Caesars Offers ‘Transformational Value’, Sports Betting Spinoff Possible Before Year End
Posted on: September 22, 2020, 09:53h.
Last updated on: September 22, 2020, 11:45h.
Caesars Entertainment (NASDAQ:CZR) is likely in advanced talks with William Hill (OTC: WIMHY) on a joint venture that would see the operators spin off a combined online casinos and sports wagering business, perhaps as soon as this year, according to an analyst.
Roth Capital analyst David Bain says the two companies have been in talks for “some time” on a 50/50 partnership that would combine Caesars’ iGaming and sports betting segments with William Hill USA. The Caesars Palace operator already owns 20 percent of the British bookmaker’s US operations.
Checks cite negotiations for ownership structure/splits are in advanced stages, with a mindset of a likely spin off before the end of this year,” said Bain a note to clients. “Of course, there are risks to the time line, including delays in the final throes of talks and overall market conditions.”
The analyst adds that even if the transaction is pushed out to the first quarter of 2021, that time would still beat investor expectations and be a “transformational catalyst.”
Bain rates shares of Caesars “buy” and has a $75 price target on the name, implying upside of about 33 percent from where it currently trades.
Unlocking Caesars’ Big Value
Talk of Caesars separating its online gaming and sports betting segments dates back more than a year. Soon after revealing a takeover offer for Caesars, then Eldorado Resorts CEO Tom Reeg noted a spin-off of those units was possible because markets didn’t fully appreciate those businesses, and such a move would unlock shareholder value.
Reeg now runs the “new Caesars.” On the combined company’s first earnings conference call last month, he said a decision on the fate of the iGaming and sports wagering units could be announced before the end of 2020.
This idea of a joint transaction with William Hill is gaining momentum for multiple reasons, including the UK-based company running all of Caesars’ domestic sportsbooks, it’s status as the third-largest player in the fast-growing US online sports wagering market, and the notion that the investment community doesn’t adequately value William Hill’s US business.

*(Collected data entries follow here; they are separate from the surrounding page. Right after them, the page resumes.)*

PR #2927, opened 2021-04-06
Full backup restore and more logging

Lujie1996:
## Overview

Description:
Updated APIs to allow backup and restore all UFO tables.
Added extra logging such as elapsed time for backing up / restoring each table, and table names.

Why should this be merged: 
Rolling upgrade requires Corfu to back up all tables before upgrade so that they are able to roll back Corfu to a previous state if something failed after the upgrade.

- [x] Public API has Javadoc

### DIFF
--- a/runtime/src/main/java/org/corfudb/runtime/Backup.java
+++ b/runtime/src/main/java/org/corfudb/runtime/Backup.java
@@ -15,6 +15,8 @@ import java.io.FileInputStream;
 import java.io.FileOutputStream;
 import java.io.IOException;
 import java.nio.file.Files;
+import java.nio.file.Path;
+import java.nio.file.Paths;
 import java.util.HashMap;
 import java.util.Iterator;
 import java.util.List;
@@ -73,18 +75,22 @@ public class Backup {
     }
 
     /**
-     * The difference from the constructor above is that this one will automatically discover
-     * tables which require back up from their tags.
+     * Discover and back up all tables, or tables with requires_backup_support tag
      *
-     * @param filePath      - the filePath where the generated backup tar file will be placed
-     * @param runtime       - the runtime which is performing the back up
-     * @throws IOException  - when failed to create the temp directory
+     * @param filePath          - the filePath where the generated backup tar file will be placed
+     * @param runtime           - the runtime which is performing the back up
+     * @param taggedTablesOnly  - if true, back up tables which has requires_backup_support tag set;
+     *                            if false, back up all UFO tables
      */
-    public Backup(String filePath, CorfuRuntime runtime) throws IOException {
+    public Backup(String filePath, CorfuRuntime runtime, boolean taggedTablesOnly) throws IOException {
         this.filePath = filePath;
         this.backupTempDirPath = Files.createTempDirectory(BACKUP_TEMP_DIR_PREFIX).toString();
         this.runtime = runtime;
-        this.streamIDs = getTaggedTables();
+        if (taggedTablesOnly) {
+            this.streamIDs = getTaggedTables();
+        } else {
+            this.streamIDs = getAllTables();
+        }
     }
 
     /**
@@ -139,15 +145,24 @@ public class Backup {
             return;
         }
 
+        long startTime = System.currentTimeMillis();
+        Map<UUID, String> streamIdToTableNameMap = getStreamIdToTableNameMap();
         for (UUID streamId : streamIDs) {
             if (!tableExists(streamId)) {
-                log.warn("cannot back up a non-existent table: {}", streamId);
+                log.warn("cannot back up a non-existent table stream id {} table name {}",
+                        streamId, streamIdToTableNameMap.get(streamId));
                 continue;
             }
-            String fileName = backupTempDirPath + File.separator + streamId;
-            backupTable(fileName, streamId);
+
+            // temporary backup file's name format: uuid.namespace$tableName
+            Path filePath = Paths.get(backupTempDirPath)
+                    .resolve(streamId + "." + streamIdToTableNameMap.get(streamId));
+            backupTable(filePath, streamId);
         }
-        log.info("successfully backed up {} tables to {} directory", streamIDs.size(), backupTempDirPath);
+        long elapsedTime = System.currentTimeMillis() - startTime;
+
+        log.info("successfully backed up {} tables to {} directory, elapsed time {}ms",
+                streamIDs.size(), backupTempDirPath, elapsedTime);
     }
 
     /**
@@ -156,43 +171,53 @@ public class Backup {
      * If the log is trimmed at timestamp, the backupTable will fail.
      * If the table has no data to be backed up, it will create a file with empty contents.
      *
-     * @param fileName   - the name of the backup file
+     * @param filePath   - the path of the backup file
      * @param uuid       - the uuid of the table which is being backed up
      * @throws IOException
      */
-    private void backupTable(String fileName, UUID uuid) throws IOException {
-        try (FileOutputStream fileOutput = new FileOutputStream(fileName)) {
+    private void backupTable(Path filePath, UUID uuid) throws IOException {
+        long startTime = System.currentTimeMillis();
+        BackupTableStats backupTableStats;
+
+        try (FileOutputStream fileOutput = new FileOutputStream(filePath.toString())) {
             StreamOptions options = StreamOptions.builder()
                     .ignoreTrimmed(false)
                     .cacheEntries(false)
                     .build();
             Stream<OpaqueEntry> stream = (new OpaqueStream(runtime.getStreamsView().get(uuid, options))).streamUpTo(timestamp);
 
-            writeTableToFile(fileOutput, stream, uuid);
+            backupTableStats = writeTableToFile(fileOutput, stream, uuid);
         } catch (IOException e) {
-            log.error("failed to back up table {} to file {}", uuid, fileName);
+            log.error("failed to back up table {} to file {}", uuid, filePath);
             throw e;
         } catch (TrimmedException e) {
             log.error("failed to back up tables as log was trimmed after back up starts.");
             throw e;
         }
 
-        log.info("{} table is backed up and stored to temp file {}", uuid, fileName);
+        long elapsedTime = System.currentTimeMillis() - startTime;
+
+        log.info("{} entries (size: {} bytes, elapsed time: {} ms) saved to temp file {}",
+                backupTableStats.getNumOfEntries(), backupTableStats.getTableSize(), elapsedTime, filePath);
     }
 
-    private void writeTableToFile(FileOutputStream fileOutput, Stream<OpaqueEntry> stream, UUID uuid) throws IOException {
+    private BackupTableStats writeTableToFile(FileOutputStream fileOutput, Stream<OpaqueEntry> stream, UUID uuid) throws IOException {
         Iterator<OpaqueEntry> iterator = stream.iterator();
+        int numOfEntries = 0;
+        int tableSize = 0;
         while (iterator.hasNext()) {
+            numOfEntries++;
             OpaqueEntry lastEntry = iterator.next();
             List<SMREntry> smrEntries = lastEntry.getEntries().get(uuid);
             if (smrEntries != null) {
                 Map<UUID, List<SMREntry>> map = new HashMap<>();
                 map.put(uuid, smrEntries);
                 OpaqueEntry newOpaqueEntry = new OpaqueEntry(lastEntry.getVersion(), map);
-                OpaqueEntry.write(fileOutput, newOpaqueEntry);
+                tableSize = OpaqueEntry.write(fileOutput, newOpaqueEntry);
             }
         }
         fileOutput.flush();
+        return new BackupTableStats(numOfEntries, tableSize);
     }
 
     /**
@@ -210,6 +235,8 @@ public class Backup {
 
         try (FileOutputStream fileOutput = new FileOutputStream(filePath);
              TarArchiveOutputStream tarOutput = new TarArchiveOutputStream(fileOutput)) {
+            // truncate file names if too long
+            tarOutput.setLongFileMode(TarArchiveOutputStream.LONGFILE_TRUNCATE);
             for (File srcFile : srcFiles) {
                 addToTarFile(srcFile, tarOutput);
             }
@@ -247,7 +274,7 @@ public class Backup {
     }
 
     /**
-     * Find tables which have the requires_backup_support tag set
+     * Get UUIDs of tables which have the requires_backup_support tag set
      *
      * @return  List<UUID>   - a list of UUIDs for all the tables which require backup support
      */
@@ -265,11 +292,36 @@ public class Backup {
                 .map(tableName -> CorfuRuntime
                         .getStreamID(TableRegistry.getFullyQualifiedTableName(tableName)))
                 .collect(Collectors.toList());
-        log.info("{} tables need to be backed up: {}", tables.size(), tables);
+        log.info("{} tables need to be backed up.", tables.size());
 
         return tables;
     }
 
+    /**
+     * Get UUIDs of all registered UFO tables
+     *
+     * @return  List<UUID>   - a list of UUIDs for all registered UFO tables
+     */
+    private List<UUID> getAllTables() {
+        return runtime.getTableRegistry().listTables().stream()
+                .map(table -> CorfuRuntime.getStreamID(
+                        TableRegistry.getFullyQualifiedTableName(table.getNamespace(), table.getTableName())))
+                .collect(Collectors.toList());
+    }
+
+    /**
+     * Get a map which maps stream ID to TableName
+     *
+     * @return  Map<UUID, String>   - a map: streamId -> fully qualified table name
+     */
+    private Map<UUID, String> getStreamIdToTableNameMap() {
+        Map<UUID, String> streamIdToTableNameMap = new HashMap<>();
+        runtime.getTableRegistry().listTables().forEach(tableName -> {
+                String name = TableRegistry.getFullyQualifiedTableName(tableName);
+                streamIdToTableNameMap.put(CorfuRuntime.getStreamID(name), name);
+        });
+        return streamIdToTableNameMap;
+    }
     /**
      * Cleanup the table backup files under the backupDir directory.
      */
@@ -278,6 +330,25 @@ public class Backup {
             FileUtils.deleteDirectory(new File(backupTempDirPath));
         } catch (IOException e) {
             log.error("failed to clean up the temporary backup directory {}", backupTempDirPath);
+        }
+    }
+
+    private static class BackupTableStats {
+
+        private final int numOfEntries;
+        private final int tableSize;
+
+        BackupTableStats(int numOfEntries, int tableSize) {
+            this.numOfEntries = numOfEntries;
+            this.tableSize = tableSize;
+        }
+
+        public int getNumOfEntries() {
+            return numOfEntries;
+        }
+
+        public int getTableSize() {
+            return tableSize;
         }
     }
 }
--- a/runtime/src/main/java/org/corfudb/runtime/Restore.java
+++ b/runtime/src/main/java/org/corfudb/runtime/Restore.java
@@ -8,6 +8,7 @@ import org.corfudb.protocols.logprotocol.OpaqueEntry;
 import org.corfudb.protocols.logprotocol.SMREntry;
 import org.corfudb.runtime.collections.CorfuStore;
 import org.corfudb.runtime.collections.TxnContext;
+import org.corfudb.runtime.view.TableRegistry;
 import org.corfudb.util.serializer.Serializers;
 
 import java.io.File;
@@ -17,6 +18,8 @@ import java.io.FileNotFoundException;
 import java.io.IOException;
 import java.lang.reflect.Array;
 import java.nio.file.Files;
+import java.nio.file.Path;
+import java.nio.file.Paths;
 import java.util.ArrayList;
 import java.util.List;
 import java.util.UUID;
@@ -41,11 +44,15 @@ public class Restore {
     // The path of a temporary directory under which the unpacked table's backup files are stored
     private final String restoreTempDirPath;
 
-    // The stream IDs of tables which are restored
-    private List<UUID> streamIDs;
+    // The filename of each table's backup file, format: uuid.namespace$tableName.
+    private final List<String> tableBackups;
 
     // The Corfu Store associated with the runtime
     private CorfuStore corfuStore;
+
+    // If FULL, will clean up all tables before restore;
+    // If PARTIAL, will only clean up tables that are to be restored
+    private RestoreMode restoreMode;
 
     /**
      * Unpacked files from backup tar file are stored under RESTORE_TEMP_DIR. They are deleted after restore finishes.
@@ -57,11 +64,12 @@ public class Restore {
      * @param runtime       - the runtime which is performing the restore
      * @throws IOException when failed to create the temp directory
      */
-    public Restore(String filePath, CorfuRuntime runtime) throws IOException {
+    public Restore(String filePath, CorfuRuntime runtime, RestoreMode restoreMode) throws IOException {
         this.filePath = filePath;
         this.restoreTempDirPath = Files.createTempDirectory(RESTORE_TEMP_DIR_PREFIX).toString();
-        this.streamIDs = new ArrayList<>();
+        this.tableBackups = new ArrayList<>();
         this.corfuStore = new CorfuStore(runtime);
+        this.restoreMode = restoreMode;
     }
 
     /**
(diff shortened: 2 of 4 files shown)


runtime/src/main/java/org/corfudb/runtime/Backup.java
```diff
@@ -139,12 +142,17 @@ private void backup() throws IOException {
...
             if (!tableExists(streamId)) {
-                log.warn("cannot back up a non-existent table: {}", streamId);
+                log.warn("cannot back up a non-existent table stream id {} table name {}",
+                        streamId, streamIdToTableNameMap.get(streamId));
                 continue;
             }
-            String fileName = backupTempDirPath + File.separator + streamId;
+
+            // temporary backup file's name format: uuid.namespace$tableName
+            String fileName = backupTempDirPath + File.separator + streamId +
```
xnull, line 154: would be great to use Path instead
```
Path fileName = Paths.get(backupTempDirPath).resolve(streamId +"." + streamIdToTableNameMap.get(streamId));
```

achinmishra (commented):
Is there a possibility someone could mess up the tables written to the file? like delete the backed up file from system? Should we add like a checksum to these files and try to identify if these backed up files were tempered with when restoring?

runtime/src/main/java/org/corfudb/runtime/Restore.java
```diff
@@ -42,11 +44,15 @@
...
-    private List<UUID> streamIDs;
+    private List<String> tableBackups;
 
     // The Corfu Store associated with the runtime
     private CorfuStore corfuStore;
 
+    // If set true, will clean up all tables before restore;
+    // If set false, will only clean up tables that are to be restored
+    private boolean clearAllTablesBeforeRestore = false;
+
```
xcchang, line 55: nit: is this initialization needed here? also, I thought `tableBackups`, `corfuStore` and `clearAllTablesBeforeRestore` could be set to final

Lujie1996:
> Is there a possibility someone could mess up the tables written to the file? like delete the backed up file from system? Should we add like a checksum to these files and try to identify if these backed up files were tempered with when restoring?
> What if the restore is expecting certain set of tagged tables from backup and restore fails to restore a certain table, say may be the way the data was written to the table? There were issues we have seen where the entries of the tables get messed up and there is no way to read that table any more.

@achinmishra  From the current consumer's perspective (Graham), they will make sure that the backup file is safely stored. It's a good point though to have our own mechanism to protect the file integrity and actually they have asked us to provide backup file encryption in the future. As for restore, the current design is to restore whichever tables that are provided in the tar file. We don't expect to restore anything other than that, such as all tagged tables.

runtime/src/main/java/org/corfudb/runtime/Restore.java
Lujie1996: You are right. Removed the initial value.

runtime/src/main/java/org/corfudb/runtime/Backup.java
```diff
@@ -265,11 +282,36 @@ private void addToTarFile(File tableFile,TarArchiveOutputStream tarOutput) throw
...
+                .map(table -> CorfuRuntime.getStreamID(
+                        TableRegistry.getFullyQualifiedTableName(table.getNamespace(), table.getTableName())))
+                .collect(Collectors.toList());
+    }
+
+    /**
+     * Get a map which maps stream ID to TableName
+     *
+     * @return  Map<>UUID, String</>   - a map: streamId -> fully qualified table name
+     */
```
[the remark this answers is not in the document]
Lujie1996: Yes. Done.

runtime/src/main/java/org/corfudb/runtime/Backup.java
```diff
@@ -265,11 +282,36 @@ private void addToTarFile(File tableFile,TarArchiveOutputStream tarOutput) throw
...
+    private Map<UUID, String> getStreamIdToTableNameMap() {
+        Map<UUID, String> streamIdToTableNameMap = new HashMap<>();
+        runtime.getTableRegistry().listTables().forEach(tableName -> {
+                String name = TableRegistry.getFullyQualifiedTableName(tableName);
+                streamIdToTableNameMap.put(CorfuRuntime.getStreamID(name), name);
+        });
+        return streamIdToTableNameMap;
+    }
```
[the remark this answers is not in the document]
Lujie1996: I think `putIfAbsent ()` inside forEach needs to be synchronized, so introducing parallelism is not that helpful right?

runtime/src/main/java/org/corfudb/runtime/Restore.java
```diff
@@ -84,12 +93,17 @@ public void start() throws IOException {
     }
 
     private void restore() throws IOException {
-        for (UUID streamId : streamIDs) {
-            String fileName = restoreTempDirPath + File.separator + streamId;
+        if (clearAllTablesBeforeRestore) {
+            clearAllTables();
+        }
+
```
zhangn49, line 99: total time?

runtime/src/main/java/org/corfudb/runtime/Backup.java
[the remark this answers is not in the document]
zhangn49: @xcchang suggested to use a ConcurrentHashMap. It can be parallelized here, but I think it won't benefit too much from the parallelism - the task it not cpu intensive.

runtime/src/main/java/org/corfudb/runtime/Restore.java
```diff
@@ -84,12 +93,17 @@ public void start() throws IOException {
...
             try {
-                restoreTable(fileName, streamId);
+                Path tableBackupPath = Paths.get(restoreTempDirPath).resolve(tableBackup);
+                restoreTable(tableBackupPath, streamId);
             } catch (IOException e) {
-                log.error("failed to restore table {} from temp file {}", streamId, fileName);
+                log.error("failed to restore table {} from temp file {}", streamId, tableBackup);
                 throw e;
             }
         }
```
zhangn49, line 109: Any performance requirement we have? Is it possible to restore tables in parallel?

runtime/src/main/java/org/corfudb/runtime/Backup.java
```diff
@@ -73,18 +75,21 @@ public Backup(String filePath, List<UUID> streamIDs, CorfuRuntime runtime) throw
...
-     * The difference from the constructor above is that this one will automatically discover
-     * tables which require back up from their tags.
+     * Discover and back up all tables, or tables with requires_backup_support tag
      *
-     * @param filePath      - the filePath where the generated backup tar file will be placed
-     * @param runtime       - the runtime which is performing the back up
-     * @throws IOException  - when failed to create the temp directory
+     * @param filePath          - the filePath where the generated backup tar file will be placed
+     * @param runtime           - the runtime which is performing the back up
+     * @param backupAllTables   - if true, back up all UFO tables; if false, back up all tagged tables
```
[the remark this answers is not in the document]
Lujie1996: Done.

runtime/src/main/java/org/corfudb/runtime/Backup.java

Bain, the Roth Capital analyst, believes a separation of Caesars’ online casino and sports betting units is worth $38 a share, and internet gaming alone is compelling for investors because, in a more equal partnership, William Hill could profitably leverage the more than 65 million Caesars Rewards members, potentially converting some of them into online customers.
Fantastic Earnings Forecast
Bain projects a total addressable market (TAM) of $9 billion for US sports betting and $4 billion for iGaming in 2025. The analyst acknowledges that market share and valuation discount assumptions for Caesars in these arenas relative to rival DraftKings (NASDAQ:DKNG) “could prove conservative.”
Excluding a spin-off, the analyst says Caesars stock is worth $73, citing better-than-expected business trends and strength in the company’s regional portfolio.
“We forecast 3Q20 regional earnings before interest, taxes, depreciation, amortization, and restructuring or rent costs (EBITDAR) at $397 million versus consensus of $372 million, and Las Vegas at $66 million versus $76 million consensus,” said Bain.
He says Caesars’ ability to outperform peers in the current quarter is being driven by consistent customer demand and cost-cutting initiatives, as well as Total Rewards members driving Las Vegas occupancy rates higher compared to other Strip operators.